O dia
16/12/13 foi um dia nebuloso para a nossa história recente. Nesse
dia, tornou-se pública (pelo menos a mim) a prisão do morador de
rua Rafael de Braga Vieira em uma das muitas manifestações do mês
de junho, por portar, acreditem, uma garrafa de cloro e uma de Pinho
Sol.
O
delito principal do Rafael, no entanto, não foi esse. Seu crime
maior é o de ser preto e pobre num país cujo elitismo sociorracial
em pouco se difere da África
do Sul pré-Mandela. Ele, após ficar cinco
meses preso, foi condenado a cinco
anos de prisão em regime fechado.
Rafael
é uma metáfora fácil de tantos brasileiros que, em condições
semelhantes às dele, são condenados de forma arbitrária e sem
direito a embargos infringentes ou
qualquer outro recurso que o valha. Enquanto isso, políticos
corruptos, que se apropriam ilicitamente do dinheiro público,
roubando-nos a nossa saúde, a nossa educação, os frutos do nosso
suor e, sobretudo, a nossa esperança; esses gozam dos benefícios
jurídicos mais complexos, que só visam a beneficiar o criminoso de
grande porte.
Nesse
mesmo dia, o STJD julgou procedente o apelo desesperado e imoral do
Fluminense Football Club (reparem na tradição inglesa aristocrática
do nome), vulgo Unimed F.C., para subtrair quatro pontos da
Associação Portuguesa
de Desportos, clube um pouco
menos aristocrático e inglês que a supracitada instituição
carioca, fugindo,
com essa manobra, do rebaixamento para a série B. O resultado já
era esperado.
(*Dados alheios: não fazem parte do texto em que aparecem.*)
PR #5043, opened 2020-11-28
Feat shed balances

zgfzgf:
use ActorNameByCode func
add miner-info flag

### DIFF
--- a/cmd/lotus-shed/balances.go
+++ b/cmd/lotus-shed/balances.go
@@ -109,7 +109,7 @@ var chainBalanceCmd = &cli.Command{
 			ai := accountInfo{
 				Address: addr,
 				Balance: types.FIL(act.Balance),
-				Type:    string(act.Code.Hash()[2:]),
+				Type:    builtin.ActorNameByCode(act.Code),
 			}
 
 			if builtin.IsStorageMinerActor(act.Code) {
--- a/cmd/lotus-shed/balances.go
+++ b/cmd/lotus-shed/balances.go
@@ -113,26 +113,28 @@ var chainBalanceCmd = &cli.Command{
 				Balance: types.FIL(act.Balance),
 				Type:    builtin.ActorNameByCode(act.Code),
 			}
+			if minerInfo {
+				if builtin.IsStorageMinerActor(act.Code) {
+					pow, err := api.StateMinerPower(ctx, addr, tsk)
+					if err != nil {
+						return xerrors.Errorf("failed to get power: %w", err)
+					}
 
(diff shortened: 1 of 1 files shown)


cmd/lotus-shed/balances.go
```diff
@@ -125,6 +127,8 @@ var chainBalanceCmd = &cli.Command{
 				}
 				ai.Worker = info.Worker
 				ai.Owner = info.Owner
+				fmt.Printf("miner:%s, owner:%s, worker:%s, power:%s(%s)\n", ai.Address, ai.Owner,
```
magik6k, line 130: This command produces a CSV which is used in a number of places. This print breaks that output

cmd/lotus-shed/balances.go
```diff
@@ -32,7 +22,13 @@ import (
 	"github.com/filecoin-project/go-state-types/big"
 
 	"github.com/filecoin-project/lotus/chain/actors/adt"
+	"github.com/filecoin-project/lotus/chain/actors/builtin"
+	ainit "github.com/filecoin-project/lotus/chain/actors/builtin/init"
 	"github.com/filecoin-project/lotus/chain/actors/builtin/miner"
+	"github.com/filecoin-project/lotus/chain/actors/builtin/multisig"
+	"github.com/filecoin-project/lotus/chain/actors/builtin/power"
+	"github.com/filecoin-project/lotus/chain/actors/builtin/reward"
+	"github.com/filecoin-project/lotus/chain/gen/genesis"
```
magik6k, line 31: Please don't commit changes to import order. Even if it's cleaner, it's annoying to review

magik6k (changes requested):

cmd/lotus-shed/balances.go
zgfzgf: add miner-info flag, default:It won't print

cmd/lotus-shed/balances.go
zgfzgf: OK

ZenGround0:
Hey @zgfzgf I'm going to close this down.  The main reason being that `./lotus-shed audits stateroot-balances --miner-info` does what it looks like you want already.

While I agree that `builtin.ActorNameByCode` is nicer than `string(act.Code.Hash()[2:])` they do have the same behavior so I'm leaving as is for now.  If you are motivated feel free to open a new PR with only the substitution of `builtin.ActorNameByCode`, ideally everywhere `string(act.Code.Hash()[2:])` is used in the codebase so we can clean these up all at once.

Quanto mais os
auditores votavam pela permanência do clube carioca na série B,
mais o Fluminense se rebaixava aos olhos da sociedade. Quanto mais o
advogado tricolor se prostrava diante desses auditores, mais
humilhados ficavam os já bastante atrofiados princípios da ética e
da moralidade.
O
Fluminense alegou
fazer uso da regra, da mesma regra que em 2010 foi refutada com
sucesso pelo departamento
jurídico do próprio clube carioca. Assim são as leis no Brasil:
severas aos menos abastados
e flexíveis aos poderosos.
Esses
dois casos, embora pertençam a diferentes nichos sociais, levaram-me
a uma alusão quase óbvia. Não consigo visualizar um contraste
entre a pobre Lusa paulista e o flagelado Rafael de Braga Vieira.
Ambos são vítimas de uma sociedade cada vez mais elitista. Deram o
azar de nascer no país que
privilegia os Eikes Fluminense Batistas e Josés Corinthians Genoínos
em detrimento dos direitos daqueles aos quais não se aplica direito
algum. A corrupção foi legalizada e o sofrimento dos menos
afortunados também. Não se
trata de futebol; trata-se de julgar com isonomia as
pessoas
(físicas
ou jurídicas)
em função de serem todos
iguais. Ou não são?
Cheguei
a pensar que, como forma de protesto, os outros clubes da elite
nacional deveriam boicotar o campeonato em solidariedade ao time
paulista. No entanto, é certo que jamais o farão. Assim como nada
fazemos diante da injusta prisão do morador de rua Rafael de Braga
Vieira. Somos vítimas das
consequências de tantas injustiças e, em razão de nossa
passividade, somos também a causa. Ou não somos?